*SUPPLIED RECORDS*.
PR #300, opened 2021-04-29
Input population

edknock:
Allows a population vector and number of carehome beds to be inputted to `carehomes_parameters`. If these are `NULL` then it sources these for the `region` if we have it within the package.

This still uses UK POLYMOD as the survey in the socialmixr transmission matrix function.


MJomaba (approved):
Looking good.

PR #306, opened 2021-05-07
Booster doses

RaphaelS1:
Boosters can now be added to vaccine schedule.

To-do:

* [x] Update odin
* [x] Add validation check for vaccine_progression_rate (0 for boosters)
* [x] Update vaccine_schedule_future
* [x] Add tests for vacc schedule
* [x] Add function to inflate vacc classes
* [x] Add tests for class inflation

PR #310, opened 2021-05-12
Exclude booster groups

RaphaelS1:
Add parameter to control which age groups do/dont get boosters. Requires #306 to be merged first.


RaphaelS1:
Merged into #306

*WORK REQUEST*. Your response should be made up of the lines in the data that contain the word "groups".

*TASK ANSWER*.
Exclude booster groups
Add parameter to control which age groups do/dont get boosters. Requires #306 to be merged first.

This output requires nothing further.